TEHRAN, August 9 - Britain’s National Health Service (NHS) is in urgent need of thousands of foreign doctors to fill its vacant positions for general practitioners, the leader of Britain’s family doctors has warned.
Chairman of the Royal College of General Practitioners, Helen Stokes-Lampard, said Thursday that foreign medics had to be fast-tracked to plug GP shortages in the NHS, an organization she said was suffering from a “hemorrhaging” of existing staff.
Stokes-Lampard made the comments in an article for The Daily Telegraph.

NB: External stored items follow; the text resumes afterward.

PR #120, opened 2016-09-27
Feature/implement mentor profile filter page

codiebeulaine:
@miltontony ready for review cc @justinvdm


mentorship/mentor/serializers.py
```diff
@@ -287,19 +287,32 @@ class ProfileSerializer(serializers.ModelSerializer):
...
+            'date_joined', 'latest_post', 'latest_post_date')
 
     def get_num_posts(self, obj):
         return Post.objects.filter(user=self.context['request'].user).count()
 
+    def get_date_joined(self, obj):
+        return obj.user.date_joined.date()
+
+    def get_latest_post(self, obj):
+        if Post.objects.filter(
```
miltontony: Please change this to 
```python
post = Post.objects.filter(user=obj.user).last()
if post:
    return post.comment
```
This ensures that we're only making 1 call to the database and not 2.
The way you have it now, it will make a DB call on `.exists()` as well as on `.last()`

mentorship/mentor/views.py
```diff
@@ -565,10 +565,13 @@ class Meta:
...
                      viewsets.GenericViewSet):
-    queryset = Mentor.objects.all()
+    queryset = Mentor.objects.all().order_by('-latest_post_date')
     serializer_class = ProfileSerializer
     permission_classes = (permissions.IsAuthenticated,)
-    filter_class = ProfileFilter
+    filter_backends = (filters.OrderingFilter, filters.DjangoFilterBackend,)
+    filter_class = ProfileEmailFilter
+    ordering_fields = (
+        'user__username', 'user__date_joined')
```
miltontony: Please confirm this - I think the default order should be alphabetic by `Firstname` and not `username`

miltontony:
2 small changes, otherwise this is good.

mentorship/mentor/serializers.py
```diff
@@ -308,10 +308,9 @@ def get_date_joined(self, obj):
         return obj.user.date_joined.date()
 
     def get_latest_post(self, obj):
-        if Post.objects.filter(
-                user=obj.user).exists():
-            return Post.objects.filter(
-                user=obj.user).last().comment
+        post = Post.objects.filter(user=obj.user).last()
```
miltontony: Can you please enforce the ordering here - so that you can be sure that it's the latest post. Add `.order_by('-submit_date').first()`

codiebeulaine: done

mentorship/mentor/views.py
codiebeulaine: done

mentorship/mentor/serializers.py
codiebeulaine: done

miltontony:
👍 🍰 once travis

PR #122, opened 2016-09-28
return 200 even if no update and add activity to scheduled call update

codiebeulaine:
@justinvdm ready for review


mentorship/mentor/tests/test_views.py
```diff
@@ -1434,6 +1412,30 @@ def test_schedule_detail_put(self):
...
+        activity.save_revision().publish()
+        data = json.dumps({
+            'activity': activity.pk,
+            'call_time': new_call_time.strftime('%Y-%m-%dT%H:%M')})
+        response = self.client.put(url, data, 'application/json')
+        self.assertEqual(response.status_code, 200)
+        self.assertTrue(ScheduledCall.objects.filter(
+            activity=activity.pk).exists())
+
+        # test that response is 2 even if no update
```
justinvdm: Should this say `200`?

mentorship/mentor/views.py
```diff
@@ -311,23 +310,32 @@ def perform_update(self, serializer):
...
+        if 'activity' in data:
+            queryset = ScheduledCall.objects.filter(
+                caller=caller, call_time=data['call_time'],
+                activity=data['activity']).exists()
+        else:
+            queryset = ScheduledCall.objects.filter(
+                caller=caller, call_time=data['call_time']).exists()
+        if queryset:
+            return HttpResponse(
+                'There is already a call for this date or with this actvity.')
```
justinvdm: I probably didn't explain this clearly. I'd like us to respond with `200` for this case also. To the client's point of view, their update request should succeed regardless of whether anything or nothing changed as a result of their request.

codiebeulaine: @justinvdm it does return a 200 response

codiebeulaine: @justinvdm made some changes now

mentorship/mentor/tests/test_views.py
codiebeulaine: yep

mentorship/mentor/views.py
justinvdm: Ah, sorry, misread :) This still needs changing though: it should respond with the model's data (the same as a normal update). Thought that was implied by the `200` but I should've made that clearer, sorry.

codiebeulaine: @justinvdm I took that out now, look good?

justinvdm: yep :) thanks

justinvdm:
👍 wtih

PR #123, opened 2016-09-28
calling fcm instead of gcm

codiebeulaine:


codiebeulaine:
@miltontony ready for review

miltontony:
👍 🍰 once travis!

mentorship/mentor/utils.py
```diff
@@ -34,25 +34,25 @@ def send_reset_email(to_email, context):
...
-def send_notification_to_gcm(
+def send_notification_to_fcm(
         mentor, title, content, object_id, use_notification=True):
-    try:
-        gcm = GCM(settings.GCM_API_KEY)
-    except AttributeError:
-        return False
 
+    if not hasattr(settings, 'FCM_DJANGO_SETTINGS'):
+        return False
```
justinvdm: We don't seem to be using this setting. Should we be accessing the auth key off of it?

codiebeulaine: The Device checks for it in the settings and uses it behind the scenes

PR #128, opened 2016-09-30
send separate notifications

codiebeulaine:
@justinvdm ready for review


mentorship/mentor/tests/test_models.py
```diff
@@ -327,32 +327,30 @@ def test_send_notification(self):
...
+                    mentor.pk, use_notification=False)
                 mock_method.assert_called_once_with(
                     data={
                         'type': 'Test notification',
                         'payload': {
                             'content': 'This is a test',
-                            'object_id': 2}},
-                    body='This is a test',
-                    title='Test notification')
+                            'object_id': 2}})
```
justinvdm: Do we want to add a test for when `use_notification` is `True`, and check that we send out two notifications for that case? We could probably do that with something like:

```py
# at the top
from mock import call

# in a test
mock_method.assert_has_calls(
  call(...),  # custom data send
  call(...))  # notification data send
```

justinvdm:
Looks good :) just the one comment

justinvdm:
:+1:wtih 🍰

PR #684, opened 2023-04-02
Fix issues with sorting

doomspork:
Noticed that the change deployed earlier did nothing. Started messaging with tests and confirmed they weren't actually testing the functionality as expected.

Updated the test data so the test would fail. Updated the sorting functionality to ensure it passed.

### DIFF
--- a/lib/companies/helper.ex
+++ b/lib/companies/helper.ex
@@ -10,8 +10,9 @@ defmodule Companies.Helpers do
   end
 
   def sorted_list(list, params) do
-    {field, direction} = sorting_params(params)
-    Enum.sort_by(list, &Map.get(&1, field), direction)
+    params
+    |> sorting_params()
+    |> sort_by(list)
   end
 
   def paginated_list(list, params) do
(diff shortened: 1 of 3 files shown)


test/companies/companies_test.exs
```diff
@@ -13,69 +13,10 @@ defmodule Companies.CompaniesTest do
     end
   end
 
-  # @test "filters companies by industry" do
```
doomspork, line 16: Just a nitpicl but I removed all of this because we have it in source control and I don't love having huge blocks of commented code living for long periods in any codebase.

test/companies/companies_test.exs
```diff
@@ -13,69 +13,10 @@ defmodule Companies.CompaniesTest do
...
-  #      assert %{entries: [%{name: "ALPHA"}, %{name: "AUSTO"}]} = Companies.all(%{"search" => %{"text" => " aust"}})
-  #      assert %{entries: [%{name: "ALPHA"}, %{name: "AUSTO"}]} = Companies.all(%{"search" => %{"text" => " aust "}})
-  #    end
-  #  end
-
   describe "recent/1" do
     test "retrieves a paginated list of companies sorted by inserted datetime (desc)" do
       assert %{entries: entries} = Companies.recent()
-      assert [%{name: "ALPHA"}, %{name: "ZULU"}] = entries
+      assert [%{name: "ZULU"}, %{name: "ALPHA"}] = entries
```
doomspork, line 19: The A-Z sort was _actually_ at play here. Change the fixture dates to be reversed so that we could _really_ ensure this was working as expected.

test/companies/companies_test.exs
```diff
@@ -84,9 +25,9 @@ defmodule Companies.CompaniesTest do
       assert %{name: "ZULU"} = Companies.get!("zulu")
     end
 
-    # test "does not retrieve deleted record" do
-    #  assert_raise Ecto.NoResultsError, fn -> Companies.get!(company.id) end
-    # end
+    test "returns nil if company is missing" do
+      refute Companies.get!("beta")
+    end
```
doomspork, line 30: Removed the commented out test and updated it with a test that tested the current functionality

lib/companies/helper.ex
```diff
@@ -10,8 +10,9 @@ defmodule Companies.Helpers do
   end
 
   def sorted_list(list, params) do
-    {field, direction} = sorting_params(params)
-    Enum.sort_by(list, &Map.get(&1, field), direction)
+    params
+    |> sorting_params()
+    |> sort_by(list)
```
doomspork, line 15: The downside to using a list of values vs DB for the data source is that sorting is not as capable. Works for now but may need to rethink in the future.

yordis: This is fun!

yordis (approved):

She said the NHS was already struggling with “an all-time high” record in waiting times for GP appointments.
“Unfortunately, while workload in general practice is soaring, both in terms of volume and complexity, we are hemorrhaging family doctors from the NHS,” she said, adding that the NHS should ease restrictions on the employment of foreign doctors as many GPs from abroad wanted to work in Britain but were struggling to obtain licenses.
The professor said patients had to wait up to a month for a GP appointment, a delay she said caused many to suffer or see their condition deteriorate.
According to official data, the number of GPs in the NHS has decreased by 1,000 since an announcement two years ago by the organization, which said it was going to train some 5,000 new doctors by 2020.
Officials only managed to recruit 100 GPs from abroad from a target of around 600 they had been expected to meet in April last year.
Stokes-Lampard, herself a GP in Staffordshire, said training homegrown doctors would need at least 10 years.
She urged the NHS to ensure that the process for recruiting qualified GPs would be accelerated so that more staff could be added to the organization in the near future.